- Opening Delimiter -

Issue #304, opened 2021-02-01
Operator logging is not configurable


chrislovecnm:
We need to take all of our logging and utilize logging levels.  At scale, the operator is going to produce way too much logging.  We need to implement and document DEBUG, INFO, WARN, and ERROR logging levels.

https://github.com/cockroachdb/cockroach-operator/blob/bb9aeafd821197863f73224255d12de46ebb12df/pkg/actor/decommission.go#L61

Is a great example where we should have DEBUG logging level and not INFO.  The logging library that we use allows for the implementation of different "v" logging levels.

For instance

https://github.com/go-logr/logr/blob/8fc6c73f3911f11de3d0c18ade9880f1114ae72f/examples/usage_example.go#L66

DEBUG = v 10
INFO = v 8
WARN = v 6
ERROR = v1

The operator should run with WARN as the default logging level.

johnrk:
Here are docs on CockroachDB's existing logging levels: https://www.cockroachlabs.com/docs/stable/debug-and-error-logs.html#severity-levels

johnrk:
This is related to this open bug: https://github.com/cockroachdb/cockroach-operator/issues/175

PR #323, opened 2021-02-22
Logging changes for operator

chrislovecnm:
## Synopsis

This PR implement does two things.  First, we are now able to set the log level on the command line.  The operator now accepts the zap logging flags, and you can set the level to say "debug".  The operator framework uses the zap logging library and the best manner to implement logging, which I found was to use the zap library.  We will set the operator to "warn", but the zap library defaults to debug.

The second change is a general audit of which logging level is used for which logging statement.  Several changes were made to include "debug", "info", "warn", and other logs. 

Fixes: https://github.com/cockroachdb/cockroach-operator/issues/304

## TODO

- [ ] PR review - I need someone who is familiar with how the logs worked in the past.
- [ ] Update operator.yaml for production mode - this file is incorrect currently
- [ ] Backout BUILD.bazel changes - this file needs merging (working around an existing issue we have)
- [ ] Run e2e tests by hand

## Next steps

We need information on how to configure logging via the command line included in the documentation - @johnrk 

## Future improvements

I may have missed a couple of logging statements.  I have done a search, but as we improve the operator we need to ensure that it is logging properly.  We need to determine if we are going to use the zap library in its native implementation.  We are using the logr interface backed by zap, and using zap directly gives you more capability.  This should be backlogged and is a medium-level priority.  - @johnrk

### DIFF
--- a/manifests/BUILD.bazel
+++ b/manifests/BUILD.bazel
@@ -6,8 +6,8 @@ k8s_deploy(
     images = {
         # TODO how do we do this?
         # "{STABLE_DOCKER_REGISTRY}/{STABLE_IMAGE_REPOSITORY}:{STABLE_DOCKER_TAG}"
-        #"cockroachdb/cockroach-operator:v1.16.12-rc.2": "//cmd/cockroach-operator:operator_image",
-        "cockroach-operator:bazel": "//cmd/cockroach-operator:operator_image",
+        # "cockroachdb/cockroach-operator:v1.16.12-rc.2": "//cmd/cockroach-operator:operator_image",
+        "cockroachdb:bazel": "//cmd/cockroach-operator:operator_image",
     },
     template = ":operator.yaml",
 )
--- a/manifests/operator.yaml
+++ b/manifests/operator.yaml
@@ -263,7 +263,7 @@ spec:
           imagePullPolicy: IfNotPresent
           # uncomment this to enable different new features
           # args: ["-feature-gates","PartitionedUpdate=true,UseDecommission=true,Upgrade=false, CrdbVersionValidator=false"]
-          args: ["-feature-gates","Upgrade=false"]
+          args: ["-feature-gates","Upgrade=false","--zap-log-level","info"]
           env:
             - name: WATCH_NAMESPACE
               valueFrom:
--- a/pkg/actor/decommission.go
+++ b/pkg/actor/decommission.go
@@ -30,6 +30,7 @@ import (
 	"github.com/cockroachdb/cockroach-operator/pkg/scale"
 	"github.com/cockroachdb/cockroach-operator/pkg/utilfeature"
 	"github.com/pkg/errors"
+	"go.uber.org/zap/zapcore"
 	appsv1 "k8s.io/api/apps/v1"
 	"k8s.io/apimachinery/pkg/runtime"
 	kubetypes "k8s.io/apimachinery/pkg/types"
@@ -64,7 +65,7 @@ func (d decommission) Handles(conds []api.ClusterCondition) bool {
 func (d decommission) Act(ctx context.Context, cluster *resource.Cluster) error {
 
 	log := d.log.WithValues("CrdbCluster", cluster.ObjectKey())
-	log.Info("check decommission oportunities")
+	log.V(int(zapcore.DebugLevel)).Info("check decommission oportunities")
 
 	stsName := cluster.StatefulSetName()
 
@@ -74,13 +75,13 @@ func (d decommission) Act(ctx context.Context, cluster *resource.Cluster) error 
 	}
 	ss := &appsv1.StatefulSet{}
 	if err := d.client.Get(ctx, key, ss); err != nil {
-		log.Info("decommission failed to fetch statefulset")
+		log.Error(err, "decommission failed to fetch statefulset")
 		return kube.IgnoreNotFound(err)
 	}
 	status := &ss.Status
 
 	if status.CurrentReplicas == 0 || status.CurrentReplicas < status.Replicas {
-		log.Info(" decommission statefulset does not have all replicas up")
+		log.V(int(zapcore.WarnLevel)).Info("decommission statefulset does not have all replicas up")
 		return NotReadyErr{Err: errors.New("decommission statefulset does not have all replicas up")}
 	}
 
@@ -88,10 +89,11 @@ func (d decommission) Act(ctx context.Context, cluster *resource.Cluster) error 
 	//We do not scale down if the nodes field is less than 3
 	//TODO @alina add validation webhook (see https://github.com/cockroachdb/cockroach-operator/issues/245)
 	if nodes < 3 {
-		log.Info("We cannot decommission if there are less than 3 nodes", "nodes", nodes)
-		return errors.New("decommission with less than 3 nodes is not supported")
+		err := errors.New("decommission with less than 3 nodes is not supported")
+		log.Error(err, "We cannot decommission if there are less than 3 nodes", "nodes", nodes)
+		return err
 	}
-	log.Info("replicas decommisioning", "status.CurrentReplicas", status.CurrentReplicas, "expected", cluster.Spec().Nodes)
+	log.V(int(zapcore.InfoLevel)).Info("replicas decommisioning", "status.CurrentReplicas", status.CurrentReplicas, "expected", cluster.Spec().Nodes)
 	if status.CurrentReplicas <= cluster.Spec().Nodes {
 		return nil
 	}
@@ -105,10 +107,10 @@ func (d decommission) Act(ctx context.Context, cluster *resource.Cluster) error 
 
 	serviceName := cluster.PublicServiceName()
 	if runningInsideK8s {
-		log.Info("operator is running inside of kubernetes, connecting to service for db connection")
+		log.V(int(zapcore.DebugLevel)).Info("operator is running inside of kubernetes, connecting to service for db connection")
 	} else {
 		serviceName = fmt.Sprintf("%s-0.%s.%s", cluster.Name(), cluster.Name(), cluster.Namespace())
-		log.Info("operator is NOT inside of kubernetes, connnecting to pod ordinal zero for db connection")
+		log.V(int(zapcore.DebugLevel)).Info("operator is NOT inside of kubernetes, connnecting to pod ordinal zero for db connection")
 	}
 
 	// The connection needs to use the discovery service name because of the
@@ -134,7 +136,7 @@ func (d decommission) Act(ctx context.Context, cluster *resource.Cluster) error 
 	if err != nil {
 		return errors.Wrapf(err, "failed to create database connection")
 	}
-	log.Info("opened db connection")
+	log.V(int(zapcore.DebugLevel)).Info("opened db connection")
 	defer db.Close()
 
 	timeout, err := clustersql.RangeMoveDuration(ctx, db)
@@ -168,7 +170,7 @@ func (d decommission) Act(ctx context.Context, cluster *resource.Cluster) error 
 	}
 	// TO DO @alina we will need to save the status foreach action
 	cluster.SetTrue(api.DecommissionCondition)
-	log.Info("decommission completed", "cond", ss.Status.Conditions)
+	log.V(int(zapcore.DebugLevel)).Info("decommission completed", "cond", ss.Status.Conditions)
 	CancelLoop(ctx)
 	return nil
 }
--- a/pkg/actor/deploy.go
+++ b/pkg/actor/deploy.go
@@ -26,6 +26,7 @@ import (
 	"github.com/cockroachdb/cockroach-operator/pkg/resource"
 	"github.com/cockroachdb/cockroach-operator/pkg/utilfeature"
 	"github.com/pkg/errors"
+	"go.uber.org/zap/zapcore"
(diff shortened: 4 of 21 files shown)


manifests/BUILD.bazel
```diff
@@ -6,7 +6,8 @@ k8s_deploy(
     images = {
         # TODO how do we do this?
         # "{STABLE_DOCKER_REGISTRY}/{STABLE_IMAGE_REPOSITORY}:{STABLE_DOCKER_TAG}"
-        "cockroachdb/cockroach-operator:v1.16.12-rc.2": "//cmd/cockroach-operator:operator_image",
+        "cockroachdb:bazel": "//cmd/cockroach-operator:operator_image",
+        # "cockroachdb/cockroach-operator:v1.16.12-rc.2": "//cmd/cockroach-operator:operator_image",
```
chrislovecnm, line 10: This is a bug that needs to be fixed.  Already filed, will back out changes.

manifests/operator.yaml
```diff
@@ -257,11 +257,14 @@ spec:
       serviceAccountName: cockroach-operator-sa
       containers:
         - name: cockroach-operator
-          image: cockroachdb/cockroach-operator:v1.6.12-rc.2
```
chrislovecnm, line 260: This is a bug that needs to be fixed.  Already filed, will back out changes.

manifests/operator.yaml
```diff
@@ -257,11 +257,14 @@ spec:
...
+          image: cockroachdb:bazel
+          # TODO
+          # image: cockroachdb/cockroach-operator:v1.6.12-rc.2
           imagePullPolicy: IfNotPresent
           # uncomment this to enable ParitionedUpdates
-          # args: ["-feature-gates","PartitionedUpdate=true,UseDecommission=true,Upgrade=false"]
-          args: ["-feature-gates","Upgrade=false"]
+          args: ["-feature-gates","PartitionedUpdate=true,UseDecommission=true,Upgrade=false","--zap-log-level","info"]
```
chrislovecnm, line 265: Will back out changes, and also include a new logging level.

keith-mcclellan:
@alyshanjahani-crl could you please work with @chrisseto on reviewing this one?  Thanks!

chrislovecnm:
@keith-mcclellan, I need someone to review this that is familiar with what the operator should output when it is running in production mode.  I would recommend warn or info production logging.  We need to provide just enough information to view what the operator is doing while not flooding the logs with too much information at scale.

pkg/actor/decommission.go
```diff
@@ -68,24 +69,24 @@ func (d decommission) Act(ctx context.Context, cluster *resource.Cluster) error
 	}
 	ss := &appsv1.StatefulSet{}
 	if err := d.client.Get(ctx, key, ss); err != nil {
-		log.Info("decommission failed to fetch statefulset")
+		log.V(int(zapcore.WarnLevel)).Info("decommission failed to fetch statefulset")
```
keith-mcclellan, line 72: This should be Error not Warn

pkg/actor/decommission.go
```diff
@@ -68,24 +69,24 @@ func (d decommission) Act(ctx context.Context, cluster *resource.Cluster) error
...
+		log.V(int(zapcore.WarnLevel)).Info("decommission statefulset does not have all replicas up")
 		return NotReadyErr{Err: errors.New("decommission statefulset does not have all replicas up")}
 	}
 
 	nodes := uint(cluster.Spec().Nodes)
 	//We do not scale down if the nodes field is less than 3
 	//TODO @alina add validation webhook (see https://github.com/cockroachdb/cockroach-operator/issues/245)
 	if nodes < 3 {
-		log.Info("We cannot decommission if there are less than 3 nodes", "nodes", nodes)
+		log.V(int(zapcore.WarnLevel)).Info("We cannot decommission if there are less than 3 nodes", "nodes", nodes)
```
keith-mcclellan, line 86: This should be Error not Warn

pkg/actor/deploy.go
```diff
@@ -126,12 +127,12 @@ func (d deploy) Act(ctx context.Context, cluster *resource.Cluster) error {
...
 		if changed {
-			log.Info("created/updated pdb, stopping request processing")
+			log.V(int(zapcore.DebugLevel)).Info("created/updated pdb, stopping request processing")
 			CancelLoop(ctx)
 			return nil
 		}
 	}
 
-	log.Info("completed")
+	log.V(int(zapcore.InfoLevel)).Info("completed")
```
keith-mcclellan, line 136: Completed what?  This message needs more context

pkg/actor/initialize.go
```diff
@@ -63,14 +64,14 @@ func (init initialize) Act(ctx context.Context, cluster *resource.Cluster) error
 	}
 	ss := &appsv1.StatefulSet{}
 	if err := init.client.Get(ctx, key, ss); err != nil {
-		log.Info("failed to fetch statefulset")
+		log.V(int(zapcore.WarnLevel)).Info("failed to fetch statefulset")
```
keith-mcclellan, line 67: This should be Error unless this is expected behavior for some reason

pkg/actor/initialize.go
```diff
@@ -95,7 +96,7 @@ func (init initialize) Act(ctx context.Context, cluster *resource.Cluster) error
 
 	cluster.SetFalse(api.NotInitializedCondition)
 
-	log.Info("completed")
+	log.V(int(zapcore.InfoLevel)).Info("completed")
```
keith-mcclellan, line 99: "completed" needs more context

pkg/actor/partitioned_update.go
```diff
@@ -95,7 +96,7 @@ func (up *partitionedUpdate) Act(ctx context.Context, cluster *resource.Cluster)
 
 	// nothing to be done
 	if dbContainer.Image == cluster.Spec().Image.Name {
-		log.Info("no version changes needed")
+		log.V(int(zapcore.DebugLevel)).Info("no version changes needed")
```
keith-mcclellan, line 99: this should be info

pkg/scale/drainer.go
```diff
@@ -171,7 +172,7 @@ func (d *CockroachNodeDrainer) makeDrainStatusChecker(id uint) func(ctx context.
 
 		isLive, replicasStr, isDecommissioning := record[8], record[9], record[10]
 
-		d.Logger.Info(
+		d.Logger.V(int(zapcore.DebugLevel)).Info(
```
keith-mcclellan, line 175: This should be info

pkg/update/update.go
```diff
@@ -268,7 +269,7 @@ func makeWaitUntilAllPodsReadyFuncInAllClusters(
 ) func(ctx context.Context, l logr.Logger) error {
 	return func(ctx context.Context, l logr.Logger) error {
 
-		l.Info("waiting until all pods are in the ready state")
+		l.V(int(zapcore.DebugLevel)).Info("waiting until all pods are in the ready state")
```
keith-mcclellan, line 272: This should be an info state

pkg/update/update.go
```diff
@@ -284,7 +285,7 @@ func makeWaitUntilAllPodsReadyFuncInAllClusters(
 				l.Error(err, "number of ready replicas is,  not equal to num CRDB pods")
 				return err
 			}
-			l.Info("all replicas are ready")
+			l.V(int(zapcore.DebugLevel)).Info("all replicas are ready")
```
keith-mcclellan, line 288: This should be an info state

pkg/update/update_cockroach_version.go
```diff
@@ -219,7 +220,7 @@ func kindAndCheckPreserveDowngradeSetting(
 		}
 		return s, nil
 	} else if isBackOneMajorVersion(wantVersion, currentVersion) {
-		l.Info("major rollback")
+		l.V(int(zapcore.DebugLevel)).Info("major rollback")
```
keith-mcclellan, line 223: This should be Error

pkg/update/update_cockroach_version.go
```diff
@@ -237,7 +238,7 @@ func kindAndCheckPreserveDowngradeSetting(
 		}
 		return s, nil
 	}
-	l.Info("unknown upgrade")
+	l.V(int(zapcore.WarnLevel)).Info("unknown upgrade")
```
keith-mcclellan, line 241: This should be error

pkg/update/update_cockroach_version_common.go
```diff
@@ -68,7 +69,7 @@ func makeIsCRBPodIsRunningNewVersionFunction(
 
 		crdbPod, err := clientset.CoreV1().Pods(stsNamespace).Get(update.ctx, podName, metav1.GetOptions{})
 		if k8sErrors.IsNotFound(err) { // this is not an error
-			l.Info("cannot find Pod", "podName", podName, "namespace", stsNamespace)
+			l.V(int(zapcore.DebugLevel)).Info("cannot find Pod", "podName", podName, "namespace", stsNamespace)
```
keith-mcclellan, line 72: This should be error

pkg/update/update_cockroach_version_common.go
```diff
@@ -85,19 +86,19 @@ func makeIsCRBPodIsRunningNewVersionFunction(
 
 				// TODO this is not an error but should return a wait status
 				if container.Image != cockroachImage {
-					l.Info("Pod is not updated to current image.")
+					l.V(int(zapcore.DebugLevel)).Info("Pod is not updated to current image.")
```
keith-mcclellan, line 89: This should be info

keith-mcclellan (changes requested):
There are a few log messages below that aren't discrete that need to be changed. Mostly the feedback is just on my opinion on the logging level for each of these messages.  @chrisseto and @alyshanjahani-crl may have additional feedback. Thanks!

pkg/actor/decommission.go
```diff
@@ -58,7 +59,7 @@ func (d decommission) Handles(conds []api.ClusterCondition) bool {
 
 func (d decommission) Act(ctx context.Context, cluster *resource.Cluster) error {
 	log := d.log.WithValues("CrdbCluster", cluster.ObjectKey())
-	log.Info("check decommission oportunities")
+	log.V(int(zapcore.InfoLevel)).Info("check decommission oportunities")
```
chrisseto, line 62: This seems like debug information, not info?

Rationale is that this log line is very similar to an "I AM HERE" message. It's only useful when trying to diagnose why the operator isn't doing what you expect it to be doing.

pkg/actor/deploy.go
```diff
@@ -46,7 +47,7 @@ func (d deploy) Handles(conds []api.ClusterCondition) bool {
 
 func (d deploy) Act(ctx context.Context, cluster *resource.Cluster) error {
 	log := d.log.WithValues("CrdbCluster", cluster.ObjectKey())
-	log.Info("reconciling resources")
+	log.V(int(zapcore.InfoLevel)).Info("reconciling resources")
```
chrisseto, line 50: Same debug comment as above.  We may want to make this message a bit more informative as well?

pkg/actor/request_cert.go
```diff
@@ -68,7 +69,7 @@ func (rc *requestCert) Act(ctx context.Context, cluster *resource.Cluster) error
 }
 
 func (rc *requestCert) issueNodeCert(ctx context.Context, log logr.Logger, cluster *resource.Cluster) error {
-	log.Info("requesting node certificate")
+	log.V(int(zapcore.InfoLevel)).Info("requesting node certificate")
```
chrisseto, line 72: Should this and the client certificate be the same logging level?

chrisseto (approved):
LGTM barring a few level adjustments.

Moving to zap proper seems like it would be a nice QoL improvement. 
Having to call `log.V(int(zapcore.InfoLevel))` for every log line is very tedious to type out.

My take away from the logging levels is this:
Debug - Useful information when diagnosing problems
Info - A concrete and notable action has been taken (just broad strokes though)
Warning - Something unexpected, but recoverable, has happened. Strictly speaking a missing STS would be recoverable if it was recreated or the error was caused by the inability to connect to the k8s API server.
Error - Something unexpected and unrecoverable has happened. Rejected certificates (Uncertain if a rejected cert can be re-approved), panics, and setup problems (inability to load credentials).

Does that sound correct? If so, should that be documented somewhere for future reference?

pkg/update/update.go
chrislovecnm: Why?

pkg/update/update_cockroach_version_common.go
chrislovecnm: No this is not an error.

pkg/update/update_cockroach_version_common.go
chrislovecnm: No

chrislovecnm: See https://github.com/cockroachdb/cockroach-operator/pull/323#pullrequestreview-597673974

pkg/update/update_cockroach_version_common.go
chrislovecnm: see the comment on line 70

pkg/update/update.go
keith-mcclellan: It was info previously, but because this isn't really a debug message so much as it's telling you that your replicas are healthy

keith-mcclellan (approved):
LGTM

- Closing Delimiter -

Work task:
Starting at the first line of the records, print each line exactly, stopping after the line that contains "## Synopsis".

Response below:
Issue #304, opened 2021-02-01
Operator logging is not configurable


chrislovecnm:
We need to take all of our logging and utilize logging levels.  At scale, the operator is going to produce way too much logging.  We need to implement and document DEBUG, INFO, WARN, and ERROR logging levels.

https://github.com/cockroachdb/cockroach-operator/blob/bb9aeafd821197863f73224255d12de46ebb12df/pkg/actor/decommission.go#L61

Is a great example where we should have DEBUG logging level and not INFO.  The logging library that we use allows for the implementation of different "v" logging levels.

For instance

https://github.com/go-logr/logr/blob/8fc6c73f3911f11de3d0c18ade9880f1114ae72f/examples/usage_example.go#L66

DEBUG = v 10
INFO = v 8
WARN = v 6
ERROR = v1

The operator should run with WARN as the default logging level.

johnrk:
Here are docs on CockroachDB's existing logging levels: https://www.cockroachlabs.com/docs/stable/debug-and-error-logs.html#severity-levels

johnrk:
This is related to this open bug: https://github.com/cockroachdb/cockroach-operator/issues/175

PR #323, opened 2021-02-22
Logging changes for operator

chrislovecnm:
## Synopsis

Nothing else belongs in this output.